Redesigning AI-Powered Image Generation Tools to Improve Outputs
How to improve the results of AI image generators
Recently OpenAI has set the internet on fire with its latest version of ImageGen. The images they’re generating are remarkable but the tool is pretty basic from a user perspective: you type in a prompt and get an image out.
To figure out how to improve how to improve this you need to understand the 3 key problems:
The Weaknesses w/ Natural Language Image Gen
1) Chat has inherent weaknesses
Pure text-based interfaces are pretty limiting in helping users describe complex requirements.
Take this image for example. Say I want to adjust the shape or make the red elements more vivid, how do I ask it to do this? What does vivid even mean in this case?
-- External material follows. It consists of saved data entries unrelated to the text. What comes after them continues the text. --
PR #1316, opened 2026-07-26
fix(fuse): align mode and protected-link permission checks with POSIX (#1269)

### LINKED ISSUE #1269: [BUG]: FUSE permission and mode-bit semantics diverge from POSIX LTP expectations

Multiple LTP fs_perms and syscall cases on curvine-fuse report incorrect mode bits, unexpected success on restricted operations, or wrong errno.

chmod05 reports Incorrect modes; lchown02/lstat02 return success when EACCES expected; truncate03 succeeds when denied.

Reproduction:

1. Mount curvine-fuse.
2. Run LTP chmod05 and lchown02.
3. Observe mode/permission TFAIL.

**Impact**

Broad POSIX compatibility gap on FUSE mounts.

Permission and mode operations match Linux tmpfs behavior per LTP.

Align chmod/fchmod/stat/lchown/truncate permission enforcement on FUSE with Linux.

**Additional context**

Root-cause hypothesis: curvine-fuse chmod/fchmod/stat/lchown/truncate permission checks diverge from POSIX (hypothesis: incorrect mode masking and missing EACCES enforcement).

Evidence summary: 22 LTP mode-permission family cases fail on /curvine-fuse with wrong mode bits or unexpected success.

Acceptance / test gaps:

- mode-permission LTP suite passes on /curvine-fuse

LJF-050:
# Summary

Align Curvine FUSE path/mode permission checks with POSIX and Linux sticky-directory link policy so chmod/fchmod/stat/truncate/utime and protected symlink/hardlink cases behave correctly under `check_permission`.

# Issue Describe / Design

Closes #1269

## Root cause

1. Mount-root dcache used an invalid ACL placeholder (`mode=0`), so non-root path traverse always failed with `EACCES`.
2. Non-zero kernel entry/attr timeouts let LOOKUP/GETATTR succeed after a parent lost execute permission.
3. Truncate lacked a write check; utime(2) did not follow owner/`*_NOW`+write rules; readlink lacked path traverse checks.
4. Sticky world-writable `protected_symlinks` / `protected_hardlinks` were not enforced in userspace, so LTP `prot_hsymlinks` allowed forbidden follows and hardlinks.
5. Hardlink dcache rewrote the primary parent/name and marked shared inodes deleted too early, causing cleanup `ENOENT` after the functional checks passed.

## Fix approach

- Hydrate root ACL for traverse; trust only valid cached ACL bits.
- Zero kernel entry/attr timeouts when `check_permission` is enabled.
- Enforce truncate write permission, utime(2) rules, and readlink traverse checks.
- Apply Linux sticky-dir symlink follow and safe-hardlink policy in `readlink`/`link`.
- Keep hardlink primary path stable; mark_delete only on the last link; make dcache-miss unlink idempotent on the master.

# Changes

| `curvine-fuse/src/fs/curvine_file_system.rs` | POSIX setattr/utime/truncate/traverse checks; protected symlink/hardlink helpers | Stricter permission denials matching Linux when `check_permission` is on |
| `curvine-fuse/src/fuse_utils.rs` | Zero kernel cache timeouts under `check_permission` | Parents revalidated after chmod -x |
| `curvine-fuse/src/lib.rs` | Expose `FATTR_FH` | FH-based setattr can skip path traverse |
| `curvine-fuse/src/fs/dcache/inode.rs` | Root placeholder mode `0o777` | Non-root traverse no longer fail-closed at mount root |
| `curvine-fuse/src/fs/dcache/dir_tree.rs` | Hardlink primary path stable; last-link mark_delete | Correct hardlink cleanup / LOOKUP |
| `curvine-fuse/src/fs/state/node_state.rs` | Idempotent unlink on dcache miss; clear unlink state by name | Stale dentry cleanup no longer returns spurious `ENOENT` |

# Test verified

| `make format` | PASS | fmt + clippy gate |
| `cargo test -p curvine-fuse --lib` (permission/protected/hardlink helpers) | PASS | Unit tests for new helpers |
| LTP mode/permission focused suite (22 assigned cases) | PASS | Including `prot_hsymlinks` |
| Full LTP profile on fixed HEAD (3 independent runs) | PASS for assigned set | Assigned cases absent; no new failures vs baseline; historical unrelated failures unchanged |

# Dependencies

- Related PRs: None
- Related issues: #1269
- Blocks / blocked by: None

### DIFF
--- a/curvine-fuse/src/fs/curvine_file_system.rs
+++ b/curvine-fuse/src/fs/curvine_file_system.rs
@@ -456,17 +456,27 @@ impl CurvineFileSystem {
             }
         };
 
+        let meta_ttl = self.conf.meta_cache_ttl.as_millis() as u64;
         while dir_ino != 0 {
             let check_header = fuse_in_header {
                 uid: header.uid,
                 gid: header.gid,
+                pid: header.pid,
                 nodeid: dir_ino,
                 ..Default::default()
             };
+            // Only trust ACL bits from a valid dcache entry. The mount-root placeholder
+            // starts as Lifecycle::Invalid; using it fail-closes every non-root traverse
+            // with EACCES (breaks LTP chmod/chown under nobody).
             let cached_status = {
                 let dir = self.state.dir_read();
-                dir.get_inode(dir_ino, None)
-                    .map(|inode| inode.clone_status())
+                dir.get_inode(dir_ino, None).and_then(|inode| {
+                    if inode.cache_valid(meta_ttl) {
+                        Some(inode.clone_status())
+                    } else {
+                        None
+                    }
+                })
             };
             if let Some(status) = cached_status {
                 self.check_access_permissions(&status, &check_header, libc::X_OK as u32)?;
@@ -501,6 +511,7 @@ impl CurvineFileSystem {
             status.mode,
             header.uid,
             header.gid,
+            header.pid,
             file_uid,
             file_gid,
         );
@@ -572,19 +583,23 @@ impl CurvineFileSystem {
         }
     }
 
-    /// Determine which permission bits to check based on user relationship to file
+    /// Determine which permission bits to check based on user relationship to file.
+    ///
+    /// Group membership includes the caller's effective gid and supplementary groups
+    /// from `/proc/<pid>/status` (same source as setattr setgid checks).
     fn get_effective_permission_bits(
         &self,
         mode: u32,
         current_uid: u32,
         current_gid: u32,
+        caller_pid: u32,
         file_uid: u32,
         file_gid: u32,
     ) -> u32 {
         if current_uid == file_uid {
             // Owner permissions (bits 8-10)
             (mode >> 6) & 0o7
-        } else if current_gid == file_gid {
+        } else if FuseUtils::caller_in_file_group(current_gid, file_gid, caller_pid) {
             // Group permissions (bits 5-7)
             (mode >> 3) & 0o7
         } else {
@@ -1089,7 +1104,10 @@ impl fs::FileSystem for CurvineFileSystem {
 
         let mode_only = (op.arg.valid & (FATTR_UID | FATTR_GID | FATTR_SIZE)) == 0
             && (op.arg.valid & FATTR_MODE) != 0;
-        let skip_traverse = op.arg.fh != 0 || (mode_only && op.header.uid == file_uid);
+        // Path-based chmod must still traverse; fh-based fchmod/fchown must not
+        // (POSIX open-file descriptors do not re-check path search permission).
+        let skip_traverse =
+            (op.arg.valid & FATTR_FH) != 0 || (mode_only && op.header.uid == file_uid);
 
         if !skip_traverse {
             self.check_traverse_permissions(op.header.nodeid, op.header)
--- a/curvine-fuse/src/fs/curvine_file_system.rs
+++ b/curvine-fuse/src/fs/curvine_file_system.rs
@@ -1224,12 +1224,11 @@ impl fs::FileSystem for CurvineFileSystem {
             None
         };
 
-        let mode_only = (op.arg.valid & (FATTR_UID | FATTR_GID | FATTR_SIZE)) == 0
-            && (op.arg.valid & FATTR_MODE) != 0;
-        // Path-based chmod must still traverse; fh-based fchmod/fchown must not
-        // (POSIX open-file descriptors do not re-check path search permission).
-        let skip_traverse =
-            (op.arg.valid & FATTR_FH) != 0 || (mode_only && op.header.uid == file_uid);
+        // Path-based chmod(2)/chown(2)/truncate must still traverse the path prefix
+        // regardless of file ownership (POSIX search permission). Only fh-based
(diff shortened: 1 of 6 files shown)


curvine-fuse/src/fs/curvine_file_system.rs
```diff
@@ -1594,6 +1787,25 @@ impl fs::FileSystem for CurvineFileSystem {
             return err_fuse!(libc::EINVAL, "Not a symbolic link: {}", status.path);
         }
 
+        // fs.protected_symlinks (LTP prot_hsymlinks): VFS may_follow_link is not
```
szbr00, line 1713: FUSE READLINK is issued both when the kernel follows a symlink during path
resolution and when userspace calls readlink(2). Applying
check_protected_symlink_follow here means readlink(2) on a symlink owned by
another user in a sticky world-writable directory (e.g. /tmp) returns EACCES,
even though POSIX readlink(2) only requires search permission on the path
prefix, which is already checked above via check_traverse_permissions.

Since FUSE cannot distinguish follow from explicit readlink, this tradeoff is
understandable for prot_hsymlinks compatibility. Consider documenting the
readlink(2) side effect, or gating the check behind a condition that can
separate the two cases if one becomes available.

curvine-fuse/src/fuse_utils.rs
```diff
@@ -557,12 +578,39 @@ impl FuseUtils {
...
-        effective_gid == file_gid
+    /// `fuse_in_header` exposes only the effective gid; chmod(2) setgid handling and
+    /// chown gid changes must also consider supplementary groups of the caller pid.
+    pub fn caller_supplementary_groups(pid: u32) -> Vec<u32> {
+        if pid == 0 {
+            return Vec::new();
+        }
+
+        let status_path = format!("/proc/{pid}/status");
+        let Ok(content) = std::fs::read_to_string(status_path) else {
```
szbr00, line 563: caller_supplementary_groups reads /proc/<pid>/status on every call, and
caller_in_file_group is invoked from get_effective_permission_bits which runs
on every permission check. In check_traverse_permissions this is called once
per parent directory in the path prefix, so a deep path can trigger O(depth)
procfs reads per operation.

Consider caching the resolved groups per pid (e.g. a small LRU or thread-local
with a short TTL) to avoid repeated reads within the same request and across
requests for the same pid.

curvine-fuse/src/fs/curvine_file_system.rs
```diff
@@ -1088,21 +1223,54 @@ impl fs::FileSystem for CurvineFileSystem {
...
-            op.arg.valid,
-            target_gid,
-        )?;
+
+        let mode_only = (op.arg.valid & (FATTR_UID | FATTR_GID | FATTR_SIZE)) == 0
+            && (op.arg.valid & FATTR_MODE) != 0;
+        // Path-based chmod must still traverse; fh-based fchmod/fchown must not
+        // (POSIX open-file descriptors do not re-check path search permission).
+        let skip_traverse =
+            (op.arg.valid & FATTR_FH) != 0 || (mode_only && op.header.uid == file_uid);
```
szbr00: The skip_traverse condition includes `mode_only && op.header.uid == file_uid`,
which skips path-prefix search permission checks for owner-initiated chmod(2)
by path. POSIX chmod(2) requires search permission on all path components
regardless of file ownership — only fchmod(2) (by fd, covered by the FATTR_FH
case) is exempt.

The comment explains the FATTR_FH skip but not the mode_only-owner skip. If
this is needed for a specific LTP case, consider documenting the rationale;
otherwise the traverse check should apply to path-based chmod regardless of
ownership.

curvine-fuse/src/fs/curvine_file_system.rs
LJF-050: Thanks for the careful analysis. Agreed: FUSE READLINK is used for both symlink follow and explicit readlink(2), so we cannot apply protected_symlinks only on follow.

We intentionally keep `check_protected_symlink_follow` here for `fs.protected_symlinks` / LTP `prot_hsymlinks` compatibility, accepting the stricter readlink(2) EACCES side effect on sticky world-writable directories. The inline comment already notes this FUSE limitation; if the kernel later exposes a follow-vs-readlink distinction we can gate the check. No code change in this round.

curvine-fuse/src/fuse_utils.rs
LJF-050: Thanks. Agreed that `caller_supplementary_groups` can cause O(depth) `/proc/<pid>/status` reads under path-prefix traverse checks.

For this correctness-focused change we are keeping the simple per-call procfs read to avoid stale-group races and extra caching complexity. A small per-pid LRU/TTL cache is a reasonable follow-up performance improvement; tracking it separately rather than expanding this PR.

curvine-fuse/src/fs/curvine_file_system.rs
LJF-050: Thanks — good catch. POSIX chmod(2) requires search permission on every path component regardless of file ownership; only fchmod (FATTR_FH) should skip traverse.

Fixed in d6f966d1: removed the `mode_only && owner` skip so path-based chmod always runs `check_traverse_permissions`. Comment updated to match.

szbr00 (approved):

In the world of traditional photo editing, tools have been built out to give us greater, more granular control on the specific elements.
You’re able to select a specific part and then use a colour picker to play with different colours to get your desired result. This gives the user instant feedback vs waiting 20 seconds for a whole new image to be generated and the colour grid allows a user to understand what sort of change will happen before they make it.
In this case if I drag the colour wheel down the red will become darker. If I drag it left, the element will become lighter and closer to white.
2) Massively complex workflows
The second problem is that the natural UI inspiration, or starting point, for AI image generators would be photo editing tools like Photoshop and Canva.
Incumbent tools, Photoshop more specifically, have all the granularity but are designed for professionals, with thousands of buttons and sub-menus. The majority of people using AI image generators aren’t professional graphic designers and so can’t be expected to move up the rather steep learning curve.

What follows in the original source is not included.